L’issue du procès, par contumace, de Sylvia Bongo Ondimba et de son fils Nourredin Bongo Valentin, ouvert le 10 novembre, a été rendue, le 11 novembre, par la Cour criminelle spécialisée. Ces deux membres de la famille Bongo ont été condamnés à 20 ans de réclusion criminelle, assortie d’une amende de 100 millions de francs CFA chacun, ainsi qu’à la confiscation intégrale de leurs biens au profit de l’État gabonais. La Cour a également ordonné l’émission de deux mandats d’arrêt contre eux, en raison de leur absence durant le procès.
«Braquage de la République»
Après deux jours de procès agrémenté par des témoignages, des révélations et des attentes de la population, le verdict a enfin été connu, à la suite des charges retenues contre ces deux principaux accusés. Ils ont été reconnus coupables de plusieurs infractions. L’ex-première dame a, par exemple, été accusée de recel et de détournement de fonds publics, de blanchiment de capitaux, d’usurpation de fonds et d’instigation au faux, tandis que son fils a été reconnu coupable de détournement de deniers publics, de concussion, d’usurpation de titres et de fonctions, de blanchiment aggravé de capitaux et d’association de malfaiteurs.
Lors des débats, le procureur général, Eddy Minang, a qualifié ce procès de «braquage de la République» et dénoncé la «captation méthodique des ressources publiques à des fins personnelles». Il a estimé les montants détournés à plus de 1 201 milliards de francs CFA, tandis que d’autres investigations évoquent un total de 4 400 milliards de francs CFA siphonnés sur les finances publiques gabonaises. Toute chose indiquant une gabegie institutionnalisée, illustrée par des dépenses fastueuses, l’achat de deux jets privés et nombre d’acquisitions immobilières à l’étranger.
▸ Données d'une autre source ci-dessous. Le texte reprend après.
PR #2172, opened 2024-10-10
[MBL-1777] Register To Receive APNs Token On App Launch

scottkicks:
# 📲 What

Adds the [registerForRemoteNotifications()](https://developer.apple.com/documentation/uikit/uiapplication/1623078-registerforremotenotifications) method of [UIApplication](https://developer.apple.com/documentation/uikit/uiapplication) to`AppDelegate.didFinishLaunchingWithOptions` to request the APNs device token on app launch.

# 🤔 Why

Tarveen and E have called out that they haven’t been getting Push Notifications for a while. 

The running theory is that their APNs token may have been replaced by the APNs Server for one of the following reasons:
- restoring the phone from a backup
- transferring data from one phone to another
- not having reinstalled the app or logged out for an extended period of time

Currently, we're only registering the app and receiving the token at log-in when users opt-in to push notifications, so... 

This PR adds that method above so that the app registers and then receives the current APNs token on app launch in the `UIApplication.didRegisterForRemoteNotificationsWithDeviceToken` callback.

From there, we send the token to our `v1/push_tokens` server endpoint as expected.

# 👀 See

No Visible change

# ✅ Acceptance criteria

It isn't easy to test this, but I've verified that this callback is now called on app launch _and_ when opting into notifications.
- For more info, check out the Apple recommended approach for [Registering an app and retrieving it's device token](https://developer.apple.com/documentation/usernotifications/registering-your-app-with-apns#Register-your-app-and-retrieve-your-apps-device-token)

# ⏰ TODO

- [ ] Check in with Tarveen and E once this goes out to make sure they are getting notifications again


Kickstarter-iOS/AppDelegate.swift
```diff
@@ -263,6 +263,8 @@ internal final class AppDelegate: UIResponder, UIApplicationDelegate {
 
     UNUserNotificationCenter.current().delegate = self
 
+    UIApplication.shared.registerForRemoteNotifications()
```
stevestreza-ksr, line 266: It looks like we have a bunch of stuff in AppDelegateViewModel and PushRegistration already which this seems to bypass, can we use that object for this and update any signals if they aren't firing, rather than call this manually here?

scottkicks: The `PushRegistration.register` method is only triggered once the user interacts with the request permissions dialog. 

I can add a `registerOnAppLaunch` method to `PushRegistration` and set up a new input that then allows us to call `UIApplication.shared.registerForRemoteNotifications()` from the view model. This initially felt a little over-engineered to me, though.

scottkicks: Here's a [solution](https://github.com/kickstarter/ios-oss/pull/2172/commits/e10a7e890a773e8ee3b31637dce8831970386aff) that uses the existing PushRegistration class. Lmk what ya think!

stevestreza-ksr: - In cases where the user has already authorized notifications, does the `UIApplication.shared.registerForRemoteNotifications()` call happen in PushRegistration?
- In cases where the user has not authorized, does this trigger the permission dialog? I suspect without the call to `UNUserNotificationCenter.current().requestAuthorization` that it might fail. But either way we should control when the dialog appears.

I don't think we need a new method for PushRegistration but we can just stick something into app launch signals to trigger the existing code path.

scottkicks: Yeah the existing code path registers for remote notifications, but only after requesting authorization, and we present the request alert once the user has logged in and opted in to receive notifications via a custom KS alert that is shown just before the official Apple-generated permissions dialog.

The commit I just put up makes the call to register via the initial app launch signal like we want it to. I like this because it keeps the logic that requests PN authorization separate from registering.

Kickstarter-iOS/AppDelegateViewModel.swift
```diff
@@ -276,12 +276,16 @@ public final class AppDelegateViewModel: AppDelegateViewModelType, AppDelegateVi
 
     // Push notifications
 
-    let pushNotificationsPreviouslyAuthorized = self.applicationLaunchOptionsProperty.signal
-      .flatMap { _ in AppEnvironment.current.pushRegistrationType.hasAuthorizedNotifications() }
+    let pushNotificationsPreviouslyAuthorizedAndRegistered = self.applicationLaunchOptionsProperty.signal
+      .flatMap { _ in
+        AppEnvironment.current.pushRegistrationType.registerForPushTokenOnAppLaunch()
```
ifosli, line 281: Does this get called on app launch even for people that haven't explicitly opted into notifications? That's what it looks like to me, though I could definitely be wrong since I'm not very familiar with this code. If it's getting called before people opt in to notifications, that's a problem.

scottkicks: it's a good call out @ifosli . 

So, after clearing and resetting my simulator and testing on my physical device, I'm now seeing that `UIApplication.shared.registerForRemoteNotifications()` is already being called consistently in our existing `PushRegistration.register(for)` method on app launch when logged in or logged out. That is if the user has previously opted in (expected behavior).

Seeing this new behavior shows that this solution isn't going to solve the initial problem.

Next steps should be to update the current ticket, but we'll need to keep digging to determine why Tarveen and E aren't getting PNs.

scottkicks:
https://github.com/kickstarter/ios-oss/pull/2172#discussion_r1799896847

Selon les témoignages à la barre, notamment celui de Kim Oum, gérant des sociétés-écrans, Sylvia Bongo dépensait plus de 2 milliards de francs CFA par mois, et utilisait des avions privés financés par l’argent public pour des voyages personnels. Plus d’une trentaine de sociétés-écrans auraient servi à masquer la sortie frauduleuse de ces fonds, ainsi que des placements dans des paradis fiscaux et des actifs pétroliers et miniers.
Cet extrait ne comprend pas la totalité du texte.